It was a Friday morning like any other Friday morning. And then the contractions started.
I was used to having contractions. Our daughter had a rare intestinal malformation called duodenal atresia and it caused me to have extra amniotic fluid. Babies normally swallow amniotic fluid, but for our baby, the fluid couldn’t go past her stomach and the extra fluid backed up to high levels around her, something called polyhydramnios. Contractions are a common side effect.
But this day — the day I turned 32 weeks — the contractions were different.
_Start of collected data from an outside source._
Issue #3427, opened 2025-07-30
Kebab menu not sticking to bottom


steffenkleinle:
### Describe the Bug

If I scroll down before I open the kebab menu, the kebab menu is scrolled up as well.

### Steps to Reproduce

⚠️ This happens only on the design system web branch, its not a bug on main/production.

0. Use a small screen
1. Go to https://future.integreat.app/testumgebung/de
2. Scroll down
3. Scroll a little bit up for the header to appear
4. Click on the kebab menu
5. See the kebab menu not being fully visible

### Expected Behavior

The kebab menu being fully visible all the time.

### Related Issues

N/A

### Additional Information

<img width="300" alt="Image" src="https://github.com/user-attachments/assets/512743e1-12e8-41f2-8088-7f5698eea45a" />

steffenkleinle:
Done in #3427

PR #3430, opened 2025-07-30
3427: Fix kebab menu

bahaaTuffaha:
### Short Description

This is a fix for kebab menu not showing up correctly on the screen when opened on smallViewport (mobile) after scrolling.

### Proposed Changes

- just changed the `position` for `Overlay` and `List` to "fixed" instead of "absolute".

### Side Effects

- Hope none.

### Testing

1. Use a small screen.
2. Go to http://localhost:9000/testumgebung/de
3. Scroll down.
4. Scroll a little bit up for the header to appear.
5. Click on the kebab menu.

### Resolved Issues

Fixes: #3427 

---

### DIFF
--- a/web/src/components/KebabMenu.tsx
+++ b/web/src/components/KebabMenu.tsx
@@ -24,7 +24,7 @@ const ToggleContainer = styled.div`
 
 const List = styled.div`
   font-family: ${props => props.theme.fonts.web.decorativeFont};
-  position: absolute;
+  position: fixed;
   top: 0;
   width: 80vw;
   height: 100vh;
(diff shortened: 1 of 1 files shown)


steffenkleinle (approved):
Tested on firefox, nice fix. Do you have any clue why this works on main?

bahaaTuffaha:
> Tested on firefox, nice fix. Do you have any clue why this works on main?

I have no clue.
I think its possible to remove the scrollY logic? or will it affect something else?

LeandraH (approved):
Nice, thank you! It works because the absolute positioning puts the element in relation to its parent element whereas fixed puts the element relative to the viewport.

steffenkleinle:
> @LeandraH @steffenkleinle Do we need the scrollY logic?

Seems like, see https://github.com/digitalfabrik/integreat-app/pull/3050. Not checked though.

They had never been painful or regular. But that Friday morning, the contractions were both painful and regular and they weren’t going away. So, after a bit of hemming and hawing, my husband Falcon took me to the hospital.
At the hospital, my cervix was one centimeter dilated, very effaced and I was contracting every three to four minutes. They tried a few things to get my labor to stop, but it didn’t. A few hours later my water broke with a tidal wave of fluid, and shortly after that I was eight centimeters dilated. It finally sunk in that this was really happening. I was really having my baby eight weeks early. I felt scared, overwhelmed, and just sort of in a daze about things.
Not too long after my water broke my baby’s heart rate started having decelerations, or drops. As an OB/GYN physician, I knew exactly what I was hearing on the monitor, and her heartbeat was dropping over and over and over again. The doctor suggested “Okay, you’re eight centimeters, you’re 32 weeks so your baby is smaller, let’s go ahead and have you try and push.”
I got moved to the operating room because that’s where the resuscitation equipment was for preterm babies. I pushed with everything I had, but she just wasn’t coming fast enough. Her heart rate kept dropping and the decision was made to go to C-section.
Before you have a C-section, we do something called an Allis clamp test to make sure the anesthesia is working properly. An Allis clamp is an instrument with very sharp teeth and we pinch the woman’s skin to see if she feels it. If she doesn’t feel the pinch, then her anesthesia is working well. If she feels the pinch then her anesthesia is not working well.
Well, they did the Allis clamp test and I felt it pinch. I don’t remember this, but my husband Falcon says that I repeated over and over again, “Wait, wait, wait, wait, wait. Just wait, wait, wait, wait, wait.” But because her heart rate had been dropping, they didn’t wait. I felt it when they cut. I clutched Falcon’s hand and moaned.
It didn’t take long to get our baby delivered. It was probably a minute, maybe a little bit more. But I felt everything for that minute.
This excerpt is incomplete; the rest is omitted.